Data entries
PR #405, opened 2021-09-02
Allow filtering project tasks by type (amendment / transfer / ra / continuation / hasDeadline / etc)

wheelsandcogs:


lib/query-builders/filters/by-ppl-type.js
```diff
@@ -0,0 +1,28 @@
...
+      });
+
+    case 'hasDeadline':
+      return query.andWhere(builder => {
+        builder.whereRaw("data \\? 'deadline'");
+      });
+
+    case 'ra':
+      return query.andWhere(filterByAction('grant-ra'));
+  }
```
lennym, line 27: We may want to take a look at the performance of these in prod and add indexes if necessary.

PR #410, opened 2021-10-05
Feature - awerb change licence holder

joefitter:
* Updated change licence holder to require endorsement


lib/decorators/normalise-awerb.js
```diff
@@ -0,0 +1,41 @@
+const { mapValues } = require('lodash');
+
+function destupidify(value) {
```
lennym, line 3: 🍭

lennym:
You've added a new decorator file, but it's not actually being used anywhere.

joefitter:
ah this looks like a rebase error - I added this file in a different commit, destupidify should not be a thing 😬

PR #412, opened 2021-10-21
prevent events with no next status breaking the search refresh

wheelsandcogs:


lib/hooks/task-search/index.js
```diff
@@ -1,9 +1,16 @@
 const fetch = require('node-fetch');
+const { get } = require('lodash');
 const { autoForwards } = require('../../flow');
 
 module.exports = settings => event => {
   if (settings.search) {
-    if (event.status === 'autoresolved' || autoForwards(event.meta.next)) {
+    if (['new', 'autoresolved'].includes(event.status)) {
```
lennym, line 7: This still needs to be `event.meta.next`, we just need to check that it exists first.

When there are multiple hooks and multiple status changes in a single request then `event.status` may not be the status into which the status change event is transferring.

Example:
```
app.hook('status:foo:bar', e => e.setStatus('baz'));
app.hook('status:foo:bar', e => {
  console.log(e.status); // baz
  console.log(e.meta.next); // bar
});
```

PR #110, opened 2017-04-13
Add Logspout functionality for out-of-the-box Docker logging

joaquincasares:
This PR includes the following changes:

* Adds the Logspout container which captures all Docker Logs and sends them to Logstash.
* Capitalizes all Logstash references in the README.
* Uses the term Docker Compose, instead of Docker-compose, in the README.
* Auto-creates the Logspout index.
* Introduces the [.env file](https://docs.docker.com/compose/env-file/) to be used for auto-creating indexes, and soon for simplified ELK Stack upgrades.
* Made a questionable change to the Logstash pipeline config. I know this works for Logspout, but will it work for all other use cases?

Great work on this project! Definitely saved me a great deal of time!


antoineco:
@joaquincasares great job! I think this PR could benefit to some people, thanks for submitting it :+1: 

A few comments on my side, which other reviewers may add to if they feel like it:

---

#### 1. Not everyone wants Logspout to suddenly start logging everything running on their local Docker

Therefore I'd move the Logsput part to a separate docker-compose file, that way users can start the stack with eg. `-f logspout.yml` if they want Logspout to be included.

#### 2. The use of `.env` is incorrect in this context

From the Compose [documentation](https://docs.docker.com/compose/compose-file/#envfile):
> Note: If your service specifies a build option, variables defined in environment files will not be automatically visible during the build. Use the args sub-option of build to define build-time environment variables.

Also the way you want to use it will be available only in very recent Docker versions, we want to also support slighly older builds. Besides you're using this file only for Kibana, which makes it incomplete.

#### 3. Some bits may be too opinionated

I'm not a big fan of overriding the Kibana startup script completely just for creating Logstash indexe pattern for 2 reasons. First, it forces us to keep it in sync manually with the upstream `kibana-docker` repo, suboptimal. Second, what if users want to have control over the creation of the index pattern?

You also added a `udp` input but I can not see where it's being used.

---

I'd be curious to read @deviantony's take on that

joaquincasares:
Thanks for the feedback @antoineco !

1. I've split up the docker-compose.yml, created a logspout.yml, and updated the README with instructions on how to include Logspout.

2. Those are fair points. I wanted to be future-looking, but you're correct that we should support older Docker environments. I've removed the .env file and related entries.

3. I've removed the auto-creating index script and updated the README with those commands. I've also removed the `udp` input section. Tbh, I don't actually know why it was included in the example that I referenced, but if you think it's best to remove it, I've done so. :)

Thanks again for the feedback! Hopefully the PR looks better now.

antoineco:
Thanks, I'll review the changes again later but at first glance it looks good.

Regarding filebeat, how about writing a wiki page that describes how to I use it with this project and reference the relevant official documentation pages when they're relevant?

joaquincasares:
Thanks for the follow up review!

I'd much rather use Dockerfiles as code/documentation, just since it's cleaner and by using tagging we'll know specifically when something worked, rather than have to make assumptions with stale documentation that may not have been updated in concert.

If creating a `./filebeat.yml` is too much, how about a `./filebeat/` directory which holds the Dockerfile, yml, and includes its own README?

Fwiw, I still think we should make `./filebeat.yml` a first-class citizen, like `./logspout.yml`, but I understand we may be adding too many blades to the Swiss Army Knife, which is why I figured to ask up front. :)

Personally, I have referenced this project many times since there's very little out there in regards to a "full-stack deployment" of all moving pieces, especially not one using official images. Now that I've started using the ELK stack more, I don't see a case where Filebeat would not at least be considered for a proper deployment.

But again, I'm down with helping toss some information into this repo, wherever it lands, in hopes of making it "THE" source for this sort of documentation. :)

antoineco:
Totally agree, but Filebeat is a log shipper, it's something which you deploy with your application, not on the ELK stack itself. Which is why I believe our responsibility ends here, and the rest is up to the user to chose how he wants to leverage the stack.

Filebeat is used widely out there, so maybe we could consider having an input for it in the default logstash conf, but including a Dockerfile makes sense only if you have a concrete application to send logs for, not to mention that every application will be configured differently (extra fields, multi line pattern, etc.).

What I mean is that I'd rather provide good guidance over a fragile customized integration which may not fit everyone's need. But maybe you already have a plan for that?

In any case the project owner will give his decision about whether we merge or not :)

logspout.yml
```diff
@@ -0,0 +1,18 @@
...
+services:
+  logspout:
+    build: logspout/
+    volumes:
+      # security concern:
+      # https://raesene.github.io/blog/2016/03/06/The-Dangers-Of-Docker.sock/
+      # http://stackoverflow.com/questions/40844197
+      - /var/run/docker.sock:/var/run/docker.sock:ro
+    environment:
+      ROUTE_URIS: "logstash+tcp://logstash:5000"
```
antoineco: What's the advantage of using this over `github.com/gliderlabs/logspout/transports/tcp`?

deviantony:
This seems to represents a good amount of work ! I'd like to see that as an extension rather than simply merging it inside the repository. As @antoineco said, this could benefit to some people, I just don't think all the users of this project.

We might just want to decide how to add 'extensions' inside this project, as this one brings quite a lot of changes, I don't think that a Wiki entry would be convenient. I like the ability to start some parts of the stacks using extra compose files, extensions would require to be fully automated if possible and have their own documentation section.

@joaquincasares @antoineco what do you think? suggestions on that?

logspout.yml
```diff
@@ -0,0 +1,18 @@
+version: '2'
+
+services:
+  logspout:
+    build: logspout/
+    volumes:
+      # security concern:
```
deviantony: You can probably remove that comment, it's more oriented towards global Docker usage than related to this project.

logspout/Dockerfile
```diff
@@ -0,0 +1,5 @@
+# uses ONBUILD instructions described here:
+# https://github.com/gliderlabs/logspout/tree/master/custom
+
+FROM gliderlabs/logspout:master
```
deviantony: What's the point of building your own logspout image?

logstash/pipeline/logstash.conf
```diff
@@ -1,7 +1,11 @@
+## based off: https://github.com/deviantony/docker-elk and
```
deviantony: You can remove these comments too.

logspout/modules.go
```diff
@@ -0,0 +1,9 @@
+package main
```
deviantony: Where is that file used?

logspout.yml
joaquincasares: From the best I can gather, tcp connections will retry sending dropped metrics.

I did find this: 

`retry tcp errors and don't hang forever on failure`

--
 https://github.com/gliderlabs/logspout/blob/c2bafe3ea23a2372cf4d72bfc06785d819ad35d7/CHANGELOG.md#v3---2016-03-03

logspout/Dockerfile
joaquincasares: I was following the instructions here to include the logspout to logstash adapter:

https://github.com/gliderlabs/logspout/tree/c2bafe3ea23a2372cf4d72bfc06785d819ad35d7/custom

logspout/modules.go
joaquincasares: It gets included with the ONBUILD commands:

https://github.com/gliderlabs/logspout/blob/c2bafe3ea23a2372cf4d72bfc06785d819ad35d7/Dockerfile#L9-L11

joaquincasares:
> not to mention that every application will be configured differently (extra fields, multi line pattern, etc.).

> I'd rather provide good guidance over a fragile customized integration which may not fit everyone's need.

@antoineco Those two are fair points. I wasn't going to do any sort of pattern matching and you're correct that that would lead to poor guidance. I'm down for doing something else for Filebeat.

@deviantony Glad your liking and thanks for starting up the project yourself! :) 

I've made the requested changes, but not sure I follow your idea on "extensions". Could you elaborate?

Also, when you mention plenty of changes, are we talking about Logspout or Filebeat? Sorry for doubling up on the thread! :)

> I like the ability to start some parts of the stacks using extra compose files

I'm +1 on that.

README.md
```diff
@@ -72,9 +82,29 @@ By default, the stack exposes the following ports:
 * 9300: Elasticsearch TCP transport
 * 5601: Kibana
 
-*WARNING*: If you're using *boot2docker*, you must access it via the *boot2docker* IP address instead of *localhost*.
+*WARNING*: If you're using `boot2docker`, you must access it via the `boot2docker` IP address instead of `localhost`.
+
+*WARNING*: If you're using *Docker Toolbox*, you must access it via the `docker-machine` IP address instead of `localhost`.
+
+# Create Indexes
```
antoineco: You might want to merge that with the line 77 (_"Refer to 'Connect Kibana with Elasticsearch' for detailed instructions about the index pattern configuration."_)

The wording is not 100% accurate, you're creating an index **pattern** here.

README.md
```diff
@@ -72,9 +82,29 @@ By default, the stack exposes the following ports:
...
+
+When Kibana launches, it will not contain any out-of-the-box indexes. Instead,
+you can run this command to create a Logstash index:
 
-*WARNING*: If you're using *Docker Toolbox*, you must access it via the *docker-machine* IP address instead of *localhost*.
+```bash
+$ curl -XPUT http://elasticsearch:9200/.kibana/index-pattern/logstash-* -d \
```
antoineco: Will not work from localhost because it can't resolve "elasticsearch". Maybe worth elaborating a little bit?

README.md
```diff
@@ -72,9 +82,29 @@ By default, the stack exposes the following ports:
...
+    '{"title" : "logstash-*"}'
+```
+
+This command will mark the Logspout index as the default Kibana index:
```
antoineco: Is this Logspout specific?

logspout/Dockerfile
antoineco: So the whole point is to include the "github.com/looplab/logspout-logstash" plugin, right?

logstash/pipeline/logstash.conf
```diff
@@ -1,7 +1,8 @@
 input {
-	tcp {
-		port => 5000
-	}
+    tcp {
+        port  => 5000
+        codec => json
```
antoineco: Not sure whether "json" is suitable for people who send raw lines, like in the `nc` example from the README.

deviantony:
@joaquincasares I'm thinking of extensions as modular parts that could be added quite easily to this project while still allowing to not use them. E.g. I'd like to be able to use the current ELK setup and later on maybe trigger the addition of logspout just by using another command (that would be the better user experience IMO) but I don't really have time to figure out how to implement that atm. Hence why I'm asking if either you or @antoineco have any ideas here ;)

logspout/Dockerfile
joaquincasares: Yes, that's correct.

README.md
joaquincasares: Thanks for the correction. Will update shortly.

README.md
joaquincasares: Good catch. Updating to include the `docker-compose run` command.

README.md
joaquincasares: Must have been my mistake. Correcting soon. Thanks for catching!

logstash/pipeline/logstash.conf
joaquincasares: I think that may be logspout specific. I'm having problems testing the current setup, but I'll ensure things run and see if we can do without that line.

joaquincasares:
Thanks for that clarification.

For "extensions", I'd go with @antoineco 's approach in bullet #1: https://github.com/deviantony/docker-elk/pull/110#issuecomment-294446515.

where we use something like: `$ docker-compose -f docker-compose.yml -f logspout.yml up` to add Logspout. Then we can continue making additional `compose.yml` files for each modular component.

dm:
Hi @antoineco @deviantony,

I'm diverging from this to a new canonical repo (changing away from official Elastic.co docker images) but wanted to get this working either way.

So before implementing incompatible changes, I've forked this, rebased and squashed these changes and will open a new PR. (Just going through local testing)

Cheers,
@dm

PR #140, opened 2017-06-30
added GELF support to the images and logstash.conf

er1z:
GELF is a common protocol, this PR enables support in Logstash container.


deviantony:
Hi @er1z and thanks for the contribution !

Unfortunately, I'm not going to merge this as we don't aim to support "common/most used" logstash protocols. This project has been created to help users bootstrap a basic ELK setup and I don't think that GELF support is required by all our users.

PR #144, opened 2017-07-01
plugin readme update

TomonoriSoejima:
I had to run "docker-compose build" after modifying Dockerfile.
Unless doing so, plugin was never added.

 And I thought adding this step will help others with limited knowledge of Docker.

### DIFF
--- a/README.md
+++ b/README.md
@@ -203,6 +203,7 @@ To add plugins to any ELK component you have to:
 
 1. Add a `RUN` statement to the corresponding `Dockerfile` (eg. `RUN logstash-plugin install logstash-filter-json`)
 2. Add the associated plugin code configuration to the service configuration (eg. Logstash input/output)
+3. Rebuild the images using the `docker-compose build` command
 
 ### How can I enable the provided extensions?
 


arubalcaba:
first of all I just want to say what an awesome job on this docker image. not sure if this is the right place to post this question but I'm trying to get the X-pack stuff going and I download the X-pack branch and ran it and everything comes up just fine except that Kibana never ask me login with a default user of any kind. I'm wondering if I have to enable that feature somehow before I startup the stack with docker-compose.  Any insight into this issue would be greatly appreciated.

TomonoriSoejima:
docker-elk/elasticsearch/config/elasticsearch.yml has

`xpack.security.enabled: false`

You have to change that to `true` and Kibana will ask you for password.

antoineco:
@arubalcaba it's not the best place indeed :) It would be better to open a new issue or ask your question on Gitter.

You don't have to change anything if you checked out the x-pack branch. If you run:

```
git checkout x-pack
docker-compose build
```

you will end up with the expected images, and see a login screen.

PR #151, opened 2017-07-14
docker-compose exec for searchguard initialized

saggiyogesh:
`docker-compose exec` makes more sense to initialize searchguard, as all the commands using `docker-compose`.


antoineco:
Fair point, you can also remove the `docker` command in that case.

PR #161, opened 2017-08-08
Searchguard

alexanderlc:


antoineco:
Opening and immediately closing PRs is getting trendy around here :)

PR #181, opened 2017-10-13
Adding new features

ivanrome:
Hello,

- Adding parsing apache logs
- Adding travis and circleCI support.
- Minor fixes


antoineco:
Could you clarify the intention here @ivanrome? Especially:
 * why both Travis and Circle?
 * what dependencies does DependencyCI check?
 * why should we add apache filters?

ivanrome:
Hello, 

- CircleCI and Travis are quite the similar. Actually I have both to see advantages in each one. At least one of them is a good to have.
- DependencyCI check is another test. I'd like to show docker images dependencies but for now I have not the answer.
- Apache filter is the special feature I want to add for profesional reasons.  I have apache logs that I'll need to extract some data to dimension the application

antoineco:
So if I understand well you opened that PR by mistake right? If that's the case can we close it?

_Note: I like the idea of having a CI testing our branches._

ivanrome:
Not a mistake, but maybe lot of CI integration & Apache logs you dont need.

Os Ok to me to close

antoineco:
Indeed I don't think the Apache integration is relevant here, but the CI integration is great! 👏 

Feel free to open for Travis as soon as you consider it's ready :)

PR #183, opened 2017-10-14
Travis integration

ivanrome:
Travis integration :gear:

### DIFF
--- a/.travis.yml
+++ b/.travis.yml
@@ -2,9 +2,6 @@ sudo: required
 
 language: generic
 
-services:
-  - docker
-
 env:
   - DOCKER_COMPOSE_VERSION=1.14.0
 
--- a/.travis.yml
+++ b/.travis.yml
@@ -1,6 +1,6 @@
 sudo: required
 
-language: ruby
+language: generic
 
 services:
   - docker
--- a/.travis.yml
+++ b/.travis.yml
@@ -1,0 +1,37 @@
+sudo: required
+
+language: ruby
+
+services:
+  - docker
+
+env:
+  - DOCKER_COMPOSE_VERSION=1.14.0
+
+install:
+  # Installing docker
+  - curl -fsSL https://download.docker.com/linux/ubuntu/gpg | sudo apt-key add -
+  - sudo add-apt-repository "deb [arch=amd64] https://download.docker.com/linux/ubuntu $(lsb_release -cs) stable"
+  - sudo apt-get update
+  - sudo apt-get -y install docker-ce
+
+  # Installing docker-compose
+  - sudo rm /usr/local/bin/docker-compose
+  - curl -L "https://github.com/docker/compose/releases/download/${DOCKER_COMPOSE_VERSION}/docker-compose-$(uname -s)-$(uname -m)" > docker-compose
+  - chmod +x docker-compose
+  - sudo mv docker-compose /usr/local/bin
+
+before_script:
+  # Check docker & docker-compose versions
+  - docker --version
+  - docker-compose --version
+
+script:
+  - docker-compose build
+  - docker-compose up -d
+
+after_success:
+  - sleep 4m
+  - docker network ls
+  - curl --retry 10 --retry-delay 5 -v http://localhost:9200/
+  - curl --retry 10 --retry-delay 5 -v http://localhost:5601/
--- a/.travis.yml
+++ b/.travis.yml
@@ -29,6 +29,6 @@ script:
 
   # Verifications
   - sleep 4m
-  - docker network ls
+  - docker-compose logs
   - curl --retry 10 --retry-delay 5 -v http://localhost:9200/
   - curl --retry 10 --retry-delay 5 -v http://localhost:5601/
--- a/.travis.yml
+++ b/.travis.yml
@@ -30,7 +30,7 @@ script:
   - docker-compose build
   - docker-compose up -d
 
-after_success:
+  # Verifications
   - sleep 4m
   - docker network ls
   - curl --retry 10 --retry-delay 5 -v http://localhost:9200/
--- a/README.md
+++ b/README.md
@@ -1,6 +1,6 @@
 # Docker ELK stack
 
-[![Join the chat at https://gitter.im/deviantony/docker-elk](https://badges.gitter.im/Join%20Chat.svg)](https://gitter.im/deviantony/docker-elk?utm_source=badge&utm_medium=badge&utm_campaign=pr-badge&utm_content=badge) [![Elastic Stack version](https://img.shields.io/badge/ELK-5.6.1-blue.svg?style=flat)](https://github.com/deviantony/docker-elk/issues/173)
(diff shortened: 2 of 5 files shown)


.travis.yml
```diff
@@ -0,0 +1,37 @@
+sudo: required
+
+language: ruby
+
+services:
```
antoineco: Better avoid this, since you install Docker manually in the next steps.

.travis.yml
```diff
@@ -0,0 +1,37 @@
...
+before_script:
+  # Check docker & docker-compose versions
+  - docker --version
+  - docker-compose --version
+
+script:
+  - docker-compose build
+  - docker-compose up -d
+
+after_success:
```
antoineco: This should be moved to `script`. `after_success` does not fail on error.
https://docs.travis-ci.com/user/customizing-the-build/#Breaking-the-Build

README.md
```diff
@@ -1,6 +1,7 @@
 # Docker ELK stack
 
 [![Join the chat at https://gitter.im/deviantony/docker-elk](https://badges.gitter.im/Join%20Chat.svg)](https://gitter.im/deviantony/docker-elk?utm_source=badge&utm_medium=badge&utm_campaign=pr-badge&utm_content=badge) [![Elastic Stack version](https://img.shields.io/badge/ELK-5.6.2-blue.svg?style=flat)](https://github.com/deviantony/docker-elk/issues/175)
+[![Build Status](https://api.travis-ci.org/ivanrome/docker-elk.svg?branch=master)](https://travis-ci.org/ivanrome/docker-elk)
```
antoineco: Consider changing `ivanrome` to `deviantony` in the URL before we merge :)

antoineco:
@deviantony 

> Just a quick comment, what'd be the purpose of a travis automated buid here?

Travis CI would start the start and test that everything comes up as expected on every commit. Very handy to make sure an update didn't break I think.

deviantony:
Great, that'd be handy indeed !

.travis.yml
ivanrome: Language ruby is the dafault, avoiding this caused a validation warning in  https://lint.travis-ci.org

README.md
ivanrome: OK :smile:

.travis.yml
deviantony: What about using `language: generic` ?

See:

* https://github.com/travis-ci/travis-ci/issues/4895
* https://github.com/travis-ci/travis-ci/issues/2867#issuecomment-59262795

.travis.yml
ivanrome: OK :smile:  09d98784a5749fc488ec33a93ba2482c5b80a9f2

.travis.yml
ivanrome: OK 392b263c446f22b75216c21f908c29cd4c33fc1c

antoineco: I was more referring to the Docker service, which feels unnecessary here since you install it manually.

.travis.yml
```diff
@@ -0,0 +1,37 @@
+sudo: required
+
+language: generic
+
+services:
+  - docker
```
antoineco: As mentioned before, I believe docker is not necessary since you install it manually.

ivanrome: OK seems to work 4734c8e2d6413a1f776a466bae78f1e34df6d340

.travis.yml
```diff
@@ -0,0 +1,34 @@
...
+  # Check docker & docker-compose versions
+  - docker --version
+  - docker-compose --version
+
+script:
+  - docker-compose build
+  - docker-compose up -d
+
+  # Verifications
+  - sleep 4m
```
deviantony: 4 minutes to wait for the stack to be ready? I reckon `1m` should be enough.

.travis.yml
```diff
@@ -0,0 +1,34 @@
...
+  - docker network ls
```
deviantony: What's the point of the `docker network ls` command here?

.travis.yml
ivanrome: In the past I've tryed with lower values than ``4m``, like in this case (``3m``) :
https://travis-ci.org/ivanrome/docker-elk/builds/286973782

Note the failure of the build due to the error connecting with kibana
> The command "curl --retry 10 --retry-delay 5 -v http://localhost:5601/" exited with 52.
Note that in the past ``3m`` was enough time to start the container but not always. So I increased the value to ``4``

.travis.yml
ivanrome: Just to see some extra information after starting the containers.

Actually 4 containers are shown.

.travis.yml
deviantony: Ok, I forgot that it needs to build all the images first. Maybe upgrade that to `5m` then.

antoineco: Won't be necessary because the images are already built when `sleep` is executed.

.travis.yml
antoineco: Didn't you mean `docker-compose ps` if you want to see the containers running?

.travis.yml
ivanrome: Yeah, exactly, images are built before starting the container. What it takes time is starting the stack

.travis.yml
ivanrome: ``docker-compose  ps`` can be also added to show more informations of running containers.
``docker network`` allows to show other kind of information

antoineco: It shows
```$ docker network ls
NETWORK ID          NAME                DRIVER              SCOPE
d7d3e6672af7        bridge              bridge              local
fa39c8877bbd        dockerelk_elk       bridge              local
3fd9b4092147        host                host                local
0617e0553039        none                null                local
```
Is that really helpful?

deviantony: I don't think so. No point to show running container either, the healthcheck is the only interesting thing here.

antoineco: I would get the point of showing containers in some situations. Occasionally one of them terminates during startup, because some configuration is deprecated or multiple other reasons. Displaying the state of the stack would at least explain why the healthcheck fails, and help us pinpoint the failing service. What do you think @deviantony ?

deviantony: What about integrating `docker-compose logs` instead?

antoineco: You're right, makes more sense.

deviantony: I think that `docker-compose logs` would be enough to diagnose in case of issue.

ivanrome: Ok, if I undertand, I'll replace ``docker network`` by ``docker-compose logs``

.travis.yml
ivanrome: OK 2f58ba5f6157dcf21df49430eaad8e9850dca60d

antoineco:
Thanks a lot @ivanrome! Cool feature 👍

antoineco:
@deviantony you may have to enable the repo on https://travis-ci.org/deviantony/docker-elk :)

deviantony:
Thanks for this @ivanrome :+1: 

@antoineco I just did.

antoineco:
Beautiful :)

travis

ivanrome:
you are welcome

PR #187, opened 2017-10-22
Specify maintainer in Dockerfile

ivanrome:
As seen in https://www.codacy.com/app/ivanrome/docker-elk/issues

### DIFF
--- a/elasticsearch/Dockerfile
+++ b/elasticsearch/Dockerfile
@@ -1,5 +1,7 @@
 # https://github.com/elastic/elasticsearch-docker
 FROM docker.elastic.co/elasticsearch/elasticsearch:5.6.3
 
+LABEL maintainer="deviantony"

» **Prompt**: All lines carrying the word "query" must be copied from the data above.

» **Solution below**:
lib/query-builders/filters/by-ppl-type.js
+      return query.andWhere(builder => {
+      return query.andWhere(filterByAction('grant-ra'));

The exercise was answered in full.